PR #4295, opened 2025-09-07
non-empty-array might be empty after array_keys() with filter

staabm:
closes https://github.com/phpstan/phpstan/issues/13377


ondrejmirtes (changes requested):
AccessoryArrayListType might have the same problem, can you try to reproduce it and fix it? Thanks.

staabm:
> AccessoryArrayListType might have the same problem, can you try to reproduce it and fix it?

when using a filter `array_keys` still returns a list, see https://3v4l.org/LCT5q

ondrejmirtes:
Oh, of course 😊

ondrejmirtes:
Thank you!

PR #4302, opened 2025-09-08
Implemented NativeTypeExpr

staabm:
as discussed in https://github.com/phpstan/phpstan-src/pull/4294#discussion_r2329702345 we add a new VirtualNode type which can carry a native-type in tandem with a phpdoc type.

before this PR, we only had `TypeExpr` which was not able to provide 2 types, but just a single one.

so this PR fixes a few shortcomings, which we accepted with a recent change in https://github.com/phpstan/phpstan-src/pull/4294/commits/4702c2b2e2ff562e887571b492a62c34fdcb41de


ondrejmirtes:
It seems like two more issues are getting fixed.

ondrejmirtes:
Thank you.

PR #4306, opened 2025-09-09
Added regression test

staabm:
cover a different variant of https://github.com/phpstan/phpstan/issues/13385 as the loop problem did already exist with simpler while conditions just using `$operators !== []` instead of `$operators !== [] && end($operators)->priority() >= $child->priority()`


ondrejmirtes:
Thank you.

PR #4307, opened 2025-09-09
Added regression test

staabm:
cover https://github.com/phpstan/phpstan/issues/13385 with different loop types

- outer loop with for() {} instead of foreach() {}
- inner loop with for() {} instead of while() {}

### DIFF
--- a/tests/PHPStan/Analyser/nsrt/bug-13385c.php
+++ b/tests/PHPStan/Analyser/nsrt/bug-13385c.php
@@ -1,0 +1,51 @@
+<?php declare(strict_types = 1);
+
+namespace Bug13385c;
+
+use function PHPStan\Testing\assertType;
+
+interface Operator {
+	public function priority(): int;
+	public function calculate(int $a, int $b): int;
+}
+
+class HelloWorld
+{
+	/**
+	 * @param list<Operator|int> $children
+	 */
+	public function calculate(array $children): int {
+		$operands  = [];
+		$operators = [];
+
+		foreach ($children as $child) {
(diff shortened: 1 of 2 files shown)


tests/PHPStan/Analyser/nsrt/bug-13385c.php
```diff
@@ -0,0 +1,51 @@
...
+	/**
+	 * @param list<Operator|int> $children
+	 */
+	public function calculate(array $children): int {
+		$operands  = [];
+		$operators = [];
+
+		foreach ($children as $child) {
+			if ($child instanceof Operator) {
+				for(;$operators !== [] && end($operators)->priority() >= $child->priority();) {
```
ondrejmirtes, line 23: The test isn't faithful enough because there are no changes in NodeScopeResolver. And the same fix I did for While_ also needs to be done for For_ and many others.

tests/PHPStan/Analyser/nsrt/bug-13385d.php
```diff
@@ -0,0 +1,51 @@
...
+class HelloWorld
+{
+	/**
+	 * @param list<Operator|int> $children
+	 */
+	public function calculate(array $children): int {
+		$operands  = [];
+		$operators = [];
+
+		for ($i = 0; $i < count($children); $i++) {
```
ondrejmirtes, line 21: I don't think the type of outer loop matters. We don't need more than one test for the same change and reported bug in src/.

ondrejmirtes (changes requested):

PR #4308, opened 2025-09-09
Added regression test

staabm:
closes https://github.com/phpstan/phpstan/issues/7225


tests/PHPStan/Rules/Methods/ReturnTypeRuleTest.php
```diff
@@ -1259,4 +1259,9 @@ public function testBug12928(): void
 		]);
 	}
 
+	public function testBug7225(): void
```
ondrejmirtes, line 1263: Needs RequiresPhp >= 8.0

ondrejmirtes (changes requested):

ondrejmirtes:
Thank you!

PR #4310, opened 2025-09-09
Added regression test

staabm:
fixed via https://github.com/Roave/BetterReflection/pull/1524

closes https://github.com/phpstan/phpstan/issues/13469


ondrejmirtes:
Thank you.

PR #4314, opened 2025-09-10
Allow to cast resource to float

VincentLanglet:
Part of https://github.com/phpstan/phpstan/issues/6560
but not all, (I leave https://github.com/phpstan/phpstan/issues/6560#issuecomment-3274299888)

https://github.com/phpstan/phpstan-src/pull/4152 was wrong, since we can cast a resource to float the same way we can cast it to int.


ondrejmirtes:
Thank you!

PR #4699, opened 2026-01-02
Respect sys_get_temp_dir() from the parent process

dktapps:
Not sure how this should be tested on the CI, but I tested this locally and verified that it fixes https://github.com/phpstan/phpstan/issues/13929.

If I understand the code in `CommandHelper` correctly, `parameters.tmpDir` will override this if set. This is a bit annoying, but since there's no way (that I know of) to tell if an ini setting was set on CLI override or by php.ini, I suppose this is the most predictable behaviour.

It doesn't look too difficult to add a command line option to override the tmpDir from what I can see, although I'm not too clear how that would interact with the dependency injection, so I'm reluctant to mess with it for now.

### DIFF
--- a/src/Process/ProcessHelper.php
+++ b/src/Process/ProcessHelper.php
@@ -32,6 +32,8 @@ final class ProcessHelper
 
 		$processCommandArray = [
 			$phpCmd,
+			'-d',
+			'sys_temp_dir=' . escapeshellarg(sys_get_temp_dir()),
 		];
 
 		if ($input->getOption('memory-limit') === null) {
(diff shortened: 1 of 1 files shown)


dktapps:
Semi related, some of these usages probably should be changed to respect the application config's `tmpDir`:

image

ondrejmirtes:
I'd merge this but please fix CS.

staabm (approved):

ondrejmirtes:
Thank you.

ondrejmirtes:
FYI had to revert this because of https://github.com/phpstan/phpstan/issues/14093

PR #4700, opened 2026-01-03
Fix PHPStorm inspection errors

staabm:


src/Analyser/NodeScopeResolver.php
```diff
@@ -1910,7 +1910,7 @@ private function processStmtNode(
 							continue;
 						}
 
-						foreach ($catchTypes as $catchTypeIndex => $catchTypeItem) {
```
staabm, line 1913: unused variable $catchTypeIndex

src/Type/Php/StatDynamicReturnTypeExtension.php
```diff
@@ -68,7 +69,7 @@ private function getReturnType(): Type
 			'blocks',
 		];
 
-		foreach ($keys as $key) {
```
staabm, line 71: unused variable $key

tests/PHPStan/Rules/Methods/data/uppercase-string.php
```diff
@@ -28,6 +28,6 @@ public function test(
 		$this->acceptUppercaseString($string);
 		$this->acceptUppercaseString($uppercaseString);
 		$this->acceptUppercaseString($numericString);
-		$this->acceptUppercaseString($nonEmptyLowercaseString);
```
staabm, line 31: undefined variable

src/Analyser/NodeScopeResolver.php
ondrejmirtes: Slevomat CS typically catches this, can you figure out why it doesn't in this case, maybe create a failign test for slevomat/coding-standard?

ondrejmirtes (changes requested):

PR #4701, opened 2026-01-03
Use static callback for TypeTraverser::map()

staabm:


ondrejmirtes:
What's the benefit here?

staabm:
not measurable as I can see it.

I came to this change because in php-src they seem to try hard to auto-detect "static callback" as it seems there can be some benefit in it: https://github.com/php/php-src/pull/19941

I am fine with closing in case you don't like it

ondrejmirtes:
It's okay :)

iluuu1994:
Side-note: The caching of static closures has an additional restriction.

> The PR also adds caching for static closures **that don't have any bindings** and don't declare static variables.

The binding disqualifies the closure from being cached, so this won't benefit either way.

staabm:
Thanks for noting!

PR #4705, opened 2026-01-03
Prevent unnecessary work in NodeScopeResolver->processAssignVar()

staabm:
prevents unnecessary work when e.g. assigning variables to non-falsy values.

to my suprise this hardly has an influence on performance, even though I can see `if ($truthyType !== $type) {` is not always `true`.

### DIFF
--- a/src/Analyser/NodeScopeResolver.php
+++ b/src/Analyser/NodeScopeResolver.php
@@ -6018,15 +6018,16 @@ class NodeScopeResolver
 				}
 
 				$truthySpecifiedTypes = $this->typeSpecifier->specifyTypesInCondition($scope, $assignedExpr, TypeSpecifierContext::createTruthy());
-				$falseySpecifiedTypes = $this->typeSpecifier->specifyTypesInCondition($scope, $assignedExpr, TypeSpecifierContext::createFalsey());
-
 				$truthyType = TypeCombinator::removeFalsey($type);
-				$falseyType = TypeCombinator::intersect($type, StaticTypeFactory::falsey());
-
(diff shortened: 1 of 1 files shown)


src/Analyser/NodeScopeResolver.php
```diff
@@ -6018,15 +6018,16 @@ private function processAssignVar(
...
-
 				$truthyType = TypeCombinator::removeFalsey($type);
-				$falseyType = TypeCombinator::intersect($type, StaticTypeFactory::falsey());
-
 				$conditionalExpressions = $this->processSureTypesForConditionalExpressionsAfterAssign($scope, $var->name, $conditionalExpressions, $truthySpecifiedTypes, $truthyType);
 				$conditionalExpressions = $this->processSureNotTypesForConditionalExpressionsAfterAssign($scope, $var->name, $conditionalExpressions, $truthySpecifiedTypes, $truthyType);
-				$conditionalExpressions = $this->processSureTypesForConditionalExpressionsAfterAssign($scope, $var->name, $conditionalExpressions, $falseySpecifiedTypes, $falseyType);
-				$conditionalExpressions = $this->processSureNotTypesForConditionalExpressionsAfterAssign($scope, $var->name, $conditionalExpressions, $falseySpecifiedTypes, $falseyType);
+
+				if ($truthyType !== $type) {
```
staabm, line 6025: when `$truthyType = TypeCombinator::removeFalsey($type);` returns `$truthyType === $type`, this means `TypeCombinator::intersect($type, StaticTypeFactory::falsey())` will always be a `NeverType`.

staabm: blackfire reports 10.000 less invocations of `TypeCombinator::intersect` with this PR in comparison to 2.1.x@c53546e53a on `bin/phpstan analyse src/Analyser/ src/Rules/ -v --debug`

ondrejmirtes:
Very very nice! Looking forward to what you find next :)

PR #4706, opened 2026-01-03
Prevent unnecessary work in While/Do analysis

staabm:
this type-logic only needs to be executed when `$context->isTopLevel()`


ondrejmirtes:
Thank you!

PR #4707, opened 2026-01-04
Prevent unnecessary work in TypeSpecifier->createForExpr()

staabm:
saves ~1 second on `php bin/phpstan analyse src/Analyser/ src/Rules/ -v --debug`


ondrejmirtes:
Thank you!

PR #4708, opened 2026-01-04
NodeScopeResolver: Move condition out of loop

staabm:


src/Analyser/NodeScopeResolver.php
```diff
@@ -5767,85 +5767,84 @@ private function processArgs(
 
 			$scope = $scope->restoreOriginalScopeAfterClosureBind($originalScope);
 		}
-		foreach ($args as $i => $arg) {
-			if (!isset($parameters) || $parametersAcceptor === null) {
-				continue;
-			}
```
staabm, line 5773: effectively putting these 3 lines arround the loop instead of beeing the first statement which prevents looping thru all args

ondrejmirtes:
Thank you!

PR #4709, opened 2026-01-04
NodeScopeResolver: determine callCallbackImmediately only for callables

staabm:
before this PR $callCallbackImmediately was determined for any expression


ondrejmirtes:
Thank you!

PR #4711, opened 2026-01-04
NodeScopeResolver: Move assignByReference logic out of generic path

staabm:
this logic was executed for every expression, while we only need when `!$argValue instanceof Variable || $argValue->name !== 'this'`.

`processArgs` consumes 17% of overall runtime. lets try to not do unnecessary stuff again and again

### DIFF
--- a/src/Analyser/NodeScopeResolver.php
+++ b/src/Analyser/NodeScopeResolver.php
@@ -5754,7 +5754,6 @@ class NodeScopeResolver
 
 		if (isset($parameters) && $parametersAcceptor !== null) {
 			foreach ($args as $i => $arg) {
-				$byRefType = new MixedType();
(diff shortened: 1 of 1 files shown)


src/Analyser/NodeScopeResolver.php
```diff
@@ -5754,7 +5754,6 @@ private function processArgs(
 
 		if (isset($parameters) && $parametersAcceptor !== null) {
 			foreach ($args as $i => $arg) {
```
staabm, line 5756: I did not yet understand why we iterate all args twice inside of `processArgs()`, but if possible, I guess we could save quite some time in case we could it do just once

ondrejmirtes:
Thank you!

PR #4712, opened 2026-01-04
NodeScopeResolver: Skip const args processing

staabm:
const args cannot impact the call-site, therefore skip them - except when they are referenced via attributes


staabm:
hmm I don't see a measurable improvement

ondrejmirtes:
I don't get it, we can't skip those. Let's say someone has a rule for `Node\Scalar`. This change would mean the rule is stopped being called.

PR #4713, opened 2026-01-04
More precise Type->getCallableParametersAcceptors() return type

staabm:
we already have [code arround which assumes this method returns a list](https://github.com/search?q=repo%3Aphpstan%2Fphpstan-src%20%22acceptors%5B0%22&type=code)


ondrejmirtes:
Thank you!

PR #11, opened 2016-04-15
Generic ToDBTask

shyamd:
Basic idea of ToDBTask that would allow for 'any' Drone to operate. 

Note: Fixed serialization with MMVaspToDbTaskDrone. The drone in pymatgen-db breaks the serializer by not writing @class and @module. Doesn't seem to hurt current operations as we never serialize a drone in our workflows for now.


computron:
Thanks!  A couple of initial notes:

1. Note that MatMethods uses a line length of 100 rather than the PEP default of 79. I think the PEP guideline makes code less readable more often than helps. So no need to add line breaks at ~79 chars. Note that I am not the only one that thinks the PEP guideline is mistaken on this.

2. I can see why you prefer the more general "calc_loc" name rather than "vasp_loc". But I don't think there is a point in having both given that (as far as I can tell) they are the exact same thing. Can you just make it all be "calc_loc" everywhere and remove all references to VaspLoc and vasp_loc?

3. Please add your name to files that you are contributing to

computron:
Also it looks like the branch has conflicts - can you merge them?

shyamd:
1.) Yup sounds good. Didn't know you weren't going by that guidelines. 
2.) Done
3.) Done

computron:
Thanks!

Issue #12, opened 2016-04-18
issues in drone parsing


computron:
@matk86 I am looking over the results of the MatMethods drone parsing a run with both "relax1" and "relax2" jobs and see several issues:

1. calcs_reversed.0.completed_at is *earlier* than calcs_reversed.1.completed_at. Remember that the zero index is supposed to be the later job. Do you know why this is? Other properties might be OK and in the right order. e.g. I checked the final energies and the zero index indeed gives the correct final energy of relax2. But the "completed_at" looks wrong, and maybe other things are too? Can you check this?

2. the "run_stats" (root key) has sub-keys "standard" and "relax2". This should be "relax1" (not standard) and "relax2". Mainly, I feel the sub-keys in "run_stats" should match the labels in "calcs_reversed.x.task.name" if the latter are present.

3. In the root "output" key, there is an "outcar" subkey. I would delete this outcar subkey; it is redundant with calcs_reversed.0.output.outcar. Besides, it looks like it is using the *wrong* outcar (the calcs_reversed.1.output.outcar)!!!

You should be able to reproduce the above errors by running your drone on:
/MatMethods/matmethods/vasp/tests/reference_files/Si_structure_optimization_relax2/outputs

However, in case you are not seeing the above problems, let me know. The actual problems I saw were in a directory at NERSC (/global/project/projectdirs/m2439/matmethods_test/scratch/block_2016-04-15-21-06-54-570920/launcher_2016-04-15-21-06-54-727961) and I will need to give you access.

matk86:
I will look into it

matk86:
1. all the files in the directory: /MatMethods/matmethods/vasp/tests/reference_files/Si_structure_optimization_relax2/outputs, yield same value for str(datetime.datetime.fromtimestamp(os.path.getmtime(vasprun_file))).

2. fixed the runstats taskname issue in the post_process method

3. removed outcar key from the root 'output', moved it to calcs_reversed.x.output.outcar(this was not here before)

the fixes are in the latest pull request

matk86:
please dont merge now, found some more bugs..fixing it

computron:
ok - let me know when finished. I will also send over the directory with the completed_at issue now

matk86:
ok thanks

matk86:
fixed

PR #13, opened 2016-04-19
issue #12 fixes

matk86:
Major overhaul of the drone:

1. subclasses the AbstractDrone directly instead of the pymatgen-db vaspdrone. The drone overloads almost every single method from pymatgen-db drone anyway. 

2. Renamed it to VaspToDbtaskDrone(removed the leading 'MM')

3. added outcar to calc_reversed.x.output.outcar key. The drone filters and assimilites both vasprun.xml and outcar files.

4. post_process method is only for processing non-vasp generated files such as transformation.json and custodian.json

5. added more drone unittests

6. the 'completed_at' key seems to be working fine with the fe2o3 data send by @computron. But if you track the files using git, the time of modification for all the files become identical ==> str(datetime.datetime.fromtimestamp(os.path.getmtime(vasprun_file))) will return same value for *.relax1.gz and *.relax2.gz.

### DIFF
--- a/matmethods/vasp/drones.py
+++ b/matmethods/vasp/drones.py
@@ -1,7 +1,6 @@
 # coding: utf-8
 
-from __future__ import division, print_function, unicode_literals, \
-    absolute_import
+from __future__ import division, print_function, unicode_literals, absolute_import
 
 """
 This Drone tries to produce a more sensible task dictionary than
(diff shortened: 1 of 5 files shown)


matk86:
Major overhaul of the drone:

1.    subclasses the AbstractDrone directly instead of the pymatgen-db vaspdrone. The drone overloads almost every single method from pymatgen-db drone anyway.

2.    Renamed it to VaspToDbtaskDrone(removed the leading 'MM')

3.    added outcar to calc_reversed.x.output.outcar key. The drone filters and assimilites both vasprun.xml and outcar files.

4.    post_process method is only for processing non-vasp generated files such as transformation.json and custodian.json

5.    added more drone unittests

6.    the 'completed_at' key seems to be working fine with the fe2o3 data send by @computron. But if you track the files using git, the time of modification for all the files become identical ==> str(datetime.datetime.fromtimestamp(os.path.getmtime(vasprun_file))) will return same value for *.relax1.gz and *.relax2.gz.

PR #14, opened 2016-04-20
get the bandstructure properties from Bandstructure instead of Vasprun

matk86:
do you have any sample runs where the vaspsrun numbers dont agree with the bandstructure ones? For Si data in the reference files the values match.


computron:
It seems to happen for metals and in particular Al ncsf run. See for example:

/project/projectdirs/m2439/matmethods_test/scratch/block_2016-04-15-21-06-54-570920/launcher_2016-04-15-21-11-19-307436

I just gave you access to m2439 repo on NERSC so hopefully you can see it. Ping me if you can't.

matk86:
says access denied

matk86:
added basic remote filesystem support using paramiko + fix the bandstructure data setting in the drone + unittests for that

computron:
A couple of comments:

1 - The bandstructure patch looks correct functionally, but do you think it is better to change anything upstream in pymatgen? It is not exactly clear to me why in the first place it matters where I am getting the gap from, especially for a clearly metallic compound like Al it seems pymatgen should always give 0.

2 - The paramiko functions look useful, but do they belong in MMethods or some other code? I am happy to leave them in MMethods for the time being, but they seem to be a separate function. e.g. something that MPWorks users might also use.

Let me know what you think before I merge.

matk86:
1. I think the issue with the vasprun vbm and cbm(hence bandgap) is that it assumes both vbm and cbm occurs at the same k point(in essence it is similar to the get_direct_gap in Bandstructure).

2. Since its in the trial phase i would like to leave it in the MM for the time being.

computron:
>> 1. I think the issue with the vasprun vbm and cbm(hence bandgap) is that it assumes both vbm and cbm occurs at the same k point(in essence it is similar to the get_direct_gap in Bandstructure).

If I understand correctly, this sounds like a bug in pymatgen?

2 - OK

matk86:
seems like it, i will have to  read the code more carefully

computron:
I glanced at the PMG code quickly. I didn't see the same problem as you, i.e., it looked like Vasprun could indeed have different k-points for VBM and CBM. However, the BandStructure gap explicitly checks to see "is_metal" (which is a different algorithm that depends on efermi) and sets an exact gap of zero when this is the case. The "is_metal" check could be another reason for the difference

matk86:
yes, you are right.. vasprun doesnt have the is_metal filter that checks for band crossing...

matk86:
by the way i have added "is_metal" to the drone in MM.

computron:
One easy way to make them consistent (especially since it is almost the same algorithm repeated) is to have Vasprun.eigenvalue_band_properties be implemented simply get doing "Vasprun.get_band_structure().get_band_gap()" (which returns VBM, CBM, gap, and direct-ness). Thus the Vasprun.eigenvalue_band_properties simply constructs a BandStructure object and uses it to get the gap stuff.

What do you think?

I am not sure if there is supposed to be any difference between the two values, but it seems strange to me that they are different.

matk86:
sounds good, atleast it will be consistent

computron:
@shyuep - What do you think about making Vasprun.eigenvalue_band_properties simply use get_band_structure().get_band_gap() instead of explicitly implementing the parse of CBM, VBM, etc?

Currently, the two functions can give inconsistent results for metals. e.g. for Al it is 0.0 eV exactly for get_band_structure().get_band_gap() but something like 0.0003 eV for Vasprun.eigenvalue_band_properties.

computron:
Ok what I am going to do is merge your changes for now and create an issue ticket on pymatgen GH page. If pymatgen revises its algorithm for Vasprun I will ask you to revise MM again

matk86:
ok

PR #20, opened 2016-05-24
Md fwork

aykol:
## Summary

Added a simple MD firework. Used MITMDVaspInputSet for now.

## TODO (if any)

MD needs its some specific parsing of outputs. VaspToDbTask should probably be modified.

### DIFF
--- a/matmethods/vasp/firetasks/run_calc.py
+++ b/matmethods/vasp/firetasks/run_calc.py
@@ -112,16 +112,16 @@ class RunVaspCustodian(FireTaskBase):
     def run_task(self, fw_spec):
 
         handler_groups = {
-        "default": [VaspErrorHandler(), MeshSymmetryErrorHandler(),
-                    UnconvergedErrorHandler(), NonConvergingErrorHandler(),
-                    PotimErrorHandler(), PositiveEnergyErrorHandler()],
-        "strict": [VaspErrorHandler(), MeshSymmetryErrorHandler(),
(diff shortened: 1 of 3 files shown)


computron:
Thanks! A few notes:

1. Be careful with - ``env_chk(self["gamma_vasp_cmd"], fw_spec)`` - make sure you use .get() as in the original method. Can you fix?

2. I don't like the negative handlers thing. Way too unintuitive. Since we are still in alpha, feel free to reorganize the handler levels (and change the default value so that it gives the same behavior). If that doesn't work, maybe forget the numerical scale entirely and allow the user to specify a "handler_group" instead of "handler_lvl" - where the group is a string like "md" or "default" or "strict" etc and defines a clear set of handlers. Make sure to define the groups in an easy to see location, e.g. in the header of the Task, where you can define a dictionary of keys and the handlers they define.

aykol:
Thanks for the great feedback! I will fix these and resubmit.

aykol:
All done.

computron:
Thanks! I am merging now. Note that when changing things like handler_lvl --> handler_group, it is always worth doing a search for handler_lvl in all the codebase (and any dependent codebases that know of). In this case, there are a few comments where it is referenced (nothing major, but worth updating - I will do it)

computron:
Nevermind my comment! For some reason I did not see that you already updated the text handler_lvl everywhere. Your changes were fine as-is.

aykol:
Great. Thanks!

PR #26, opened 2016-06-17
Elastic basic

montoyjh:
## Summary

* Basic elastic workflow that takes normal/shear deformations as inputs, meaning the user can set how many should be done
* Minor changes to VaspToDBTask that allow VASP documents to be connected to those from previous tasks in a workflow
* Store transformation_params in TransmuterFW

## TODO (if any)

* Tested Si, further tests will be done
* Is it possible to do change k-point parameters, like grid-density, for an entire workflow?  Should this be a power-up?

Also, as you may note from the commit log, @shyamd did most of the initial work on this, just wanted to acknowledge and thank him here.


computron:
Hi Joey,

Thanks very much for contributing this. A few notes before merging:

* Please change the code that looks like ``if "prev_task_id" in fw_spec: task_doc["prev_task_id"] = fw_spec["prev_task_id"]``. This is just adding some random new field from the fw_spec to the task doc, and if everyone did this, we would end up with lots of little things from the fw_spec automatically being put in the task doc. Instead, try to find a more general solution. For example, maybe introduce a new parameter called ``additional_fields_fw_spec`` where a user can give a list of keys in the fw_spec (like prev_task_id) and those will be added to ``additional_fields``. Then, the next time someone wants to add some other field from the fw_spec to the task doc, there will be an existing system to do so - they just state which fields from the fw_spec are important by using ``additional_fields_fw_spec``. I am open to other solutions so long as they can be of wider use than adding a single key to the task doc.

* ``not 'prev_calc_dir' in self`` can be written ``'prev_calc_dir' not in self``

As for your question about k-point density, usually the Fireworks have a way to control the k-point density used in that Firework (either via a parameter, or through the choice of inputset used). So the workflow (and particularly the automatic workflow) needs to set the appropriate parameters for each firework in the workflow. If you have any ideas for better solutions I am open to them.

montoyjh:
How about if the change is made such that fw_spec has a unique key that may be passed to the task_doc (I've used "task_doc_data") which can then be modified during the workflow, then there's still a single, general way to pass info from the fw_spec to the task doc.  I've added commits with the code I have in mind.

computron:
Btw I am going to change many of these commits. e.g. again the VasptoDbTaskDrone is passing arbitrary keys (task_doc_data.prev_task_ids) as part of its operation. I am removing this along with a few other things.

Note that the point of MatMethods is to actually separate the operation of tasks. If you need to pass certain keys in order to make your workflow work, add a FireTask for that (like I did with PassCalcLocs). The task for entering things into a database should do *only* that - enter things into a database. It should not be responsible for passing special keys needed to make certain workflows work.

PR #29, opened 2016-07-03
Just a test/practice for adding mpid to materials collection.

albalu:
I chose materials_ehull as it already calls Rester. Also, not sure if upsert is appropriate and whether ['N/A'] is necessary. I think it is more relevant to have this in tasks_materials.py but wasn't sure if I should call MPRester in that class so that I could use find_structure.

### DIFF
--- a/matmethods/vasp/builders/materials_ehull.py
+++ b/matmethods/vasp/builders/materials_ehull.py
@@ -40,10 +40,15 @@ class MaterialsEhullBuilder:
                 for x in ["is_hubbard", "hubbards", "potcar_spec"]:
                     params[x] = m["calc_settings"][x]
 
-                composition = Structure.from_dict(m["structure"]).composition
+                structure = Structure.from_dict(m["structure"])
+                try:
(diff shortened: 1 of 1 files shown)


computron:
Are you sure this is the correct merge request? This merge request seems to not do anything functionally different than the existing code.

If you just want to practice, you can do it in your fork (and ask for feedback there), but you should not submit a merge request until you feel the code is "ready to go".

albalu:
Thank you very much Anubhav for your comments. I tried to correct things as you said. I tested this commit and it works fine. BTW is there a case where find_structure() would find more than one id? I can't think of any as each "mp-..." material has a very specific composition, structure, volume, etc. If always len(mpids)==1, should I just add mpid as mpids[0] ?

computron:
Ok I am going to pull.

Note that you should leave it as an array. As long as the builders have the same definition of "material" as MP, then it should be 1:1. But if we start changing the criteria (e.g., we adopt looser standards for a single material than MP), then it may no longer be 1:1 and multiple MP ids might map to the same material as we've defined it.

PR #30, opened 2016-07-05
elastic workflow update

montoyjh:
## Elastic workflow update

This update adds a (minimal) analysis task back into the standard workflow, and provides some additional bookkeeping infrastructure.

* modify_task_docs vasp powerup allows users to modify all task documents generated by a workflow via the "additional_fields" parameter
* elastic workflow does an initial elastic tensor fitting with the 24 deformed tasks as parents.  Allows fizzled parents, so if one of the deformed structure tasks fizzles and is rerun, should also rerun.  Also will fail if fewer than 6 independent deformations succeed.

How to complete this task: I need the number of lines in the entries that include "final"; please give that number and nothing else.

Solution to this problem: 2